* [Extracted data]

Issue #1454, opened 2025-10-28
Hide version check when request failed


kulmann:
### Initial Checklist

- [x] I understand this is a user story and questions should be posted in the [Community Discussions](https://github.com/orgs/opencloud-eu/discussions/)
- [x] I searched [issues](https://github.com/opencloud-eu/web/issues?q=is%3Aissue) and couldn’t find anything (or linked relevant results below)

### User Story

> * As a user, I don't want to be confused by a failing version check so that my FUD-level stays low

### User Value

Avoid FUD

### Acceptance Criteria

- if the version check failed
  - don't show the version check component at all
  - server version jumps to the bottom of the sidebar (= should be natural behaviour when the version check component is not mounted)
- if backend decides to fix CSP merging, then a failing version check wouldn't annoy people in the meantime

Issue #1453, opened 2025-10-28
Update check on Admin-Settings General page


kulmann:
### Initial Checklist

- [x] I understand this is a user story and questions should be posted in the [Community Discussions](https://github.com/orgs/opencloud-eu/discussions/)
- [x] I searched [issues](https://github.com/opencloud-eu/web/issues?q=is%3Aissue) and couldn’t find anything (or linked relevant results below)

### User Story

> * As an admin, I want to see on the "General" page of the admin-settings app if my version is up to date that I know when to update

### User Value

Consistency when displaying the version

### Acceptance Criteria

- Update info (Update available or version is up to date) is shown on the `General` page in the admin-settings app below the server version

PR #1455, opened 2025-10-28
feat: hide update check if server is not available, show update check in admin settings

AlexAndBear:
## Related Issue

- Fixes https://github.com/opencloud-eu/web/issues/1453
- Fixes https://github.com/opencloud-eu/web/issues/1454

## How Has This Been Tested?

- test environment:
- test case 1:
- test case 2:
- ...

## Types of changes

- [ ] Bugfix

### DIFF
--- a/packages/web-app-admin-settings/src/components/General/InfoSection.vue
+++ b/packages/web-app-admin-settings/src/components/General/InfoSection.vue
@@ -2,15 +2,13 @@
   <div>
     <h2 class="py-2" v-text="$gettext('Info')" />
     <dl class="details-list grid grid-cols-[auto_minmax(0,1fr)]">
-      <dt v-text="$gettext('Edition')" />
-      <dd v-text="backendProductName" />
       <template v-if="backendEdition">
         <dt v-text="$gettext('Edition')" />
         <dt v-text="backendEdition" />
       </template>
-      <dt v-text="$gettext('Version')" />
+      <dt class="flex items-start" v-text="$gettext('Version')" />
       <dd>
-        <div class="flex items-start flex-col">
+        <div class="flex flex-col">
           <span v-text="backendVersion" />
           <version-check />
         </div>


packages/web-app-admin-settings/src/components/General/InfoSection.vue
```diff
@@ -2,16 +2,18 @@
   <div>
     <h2 class="py-2" v-text="$gettext('Info')" />
     <oc-definition-list :items="infoItems" />
+    <version-check class="mt-2" />
```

* [Your assignment]
Output all the lines above. Keep each one exact.

* [Result]
Issue #1454, opened 2025-10-28
Hide version check when request failed


kulmann:
### Initial Checklist

- [x] I understand this is a user story and questions should be posted in the [Community Discussions](https://github.com/orgs/opencloud-eu/discussions/)
- [x] I searched [issues](https://github.com/opencloud-eu/web/issues?q=is%3Aissue) and couldn’t find anything (or linked relevant results below)

### User Story

> * As a user, I don't want to be confused by a failing version check so that my FUD-level stays low

### User Value

Avoid FUD

### Acceptance Criteria

- if the version check failed
  - don't show the version check component at all
  - server version jumps to the bottom of the sidebar (= should be natural behaviour when the version check component is not mounted)
- if backend decides to fix CSP merging, then a failing version check wouldn't annoy people in the meantime

Issue #1453, opened 2025-10-28
Update check on Admin-Settings General page


kulmann:
### Initial Checklist

- [x] I understand this is a user story and questions should be posted in the [Community Discussions](https://github.com/orgs/opencloud-eu/discussions/)
- [x] I searched [issues](https://github.com/opencloud-eu/web/issues?q=is%3Aissue) and couldn’t find anything (or linked relevant results below)

### User Story

> * As an admin, I want to see on the "General" page of the admin-settings app if my version is up to date that I know when to update

### User Value

Consistency when displaying the version

### Acceptance Criteria

- Update info (Update available or version is up to date) is shown on the `General` page in the admin-settings app below the server version

PR #1455, opened 2025-10-28
feat: hide update check if server is not available, show update check in admin settings

AlexAndBear:
## Related Issue

- Fixes https://github.com/opencloud-eu/web/issues/1453
- Fixes https://github.com/opencloud-eu/web/issues/1454

## How Has This Been Tested?

- test environment:
- test case 1:
- test case 2:
- ...

## Types of changes

- [ ] Bugfix

### DIFF
--- a/packages/web-app-admin-settings/src/components/General/InfoSection.vue
+++ b/packages/web-app-admin-settings/src/components/General/InfoSection.vue
@@ -2,15 +2,13 @@
   <div>
     <h2 class="py-2" v-text="$gettext('Info')" />
     <dl class="details-list grid grid-cols-[auto_minmax(0,1fr)]">
-      <dt v-text="$gettext('Edition')" />
-      <dd v-text="backendProductName" />
       <template v-if="backendEdition">
         <dt v-text="$gettext('Edition')" />
         <dt v-text="backendEdition" />
       </template>
-      <dt v-text="$gettext('Version')" />
+      <dt class="flex items-start" v-text="$gettext('Version')" />
       <dd>
-        <div class="flex items-start flex-col">
+        <div class="flex flex-col">
           <span v-text="backendVersion" />
           <version-check />
         </div>


packages/web-app-admin-settings/src/components/General/InfoSection.vue
```diff
@@ -2,16 +2,18 @@
   <div>
     <h2 class="py-2" v-text="$gettext('Info')" />
     <oc-definition-list :items="infoItems" />
+    <version-check class="mt-2" />
```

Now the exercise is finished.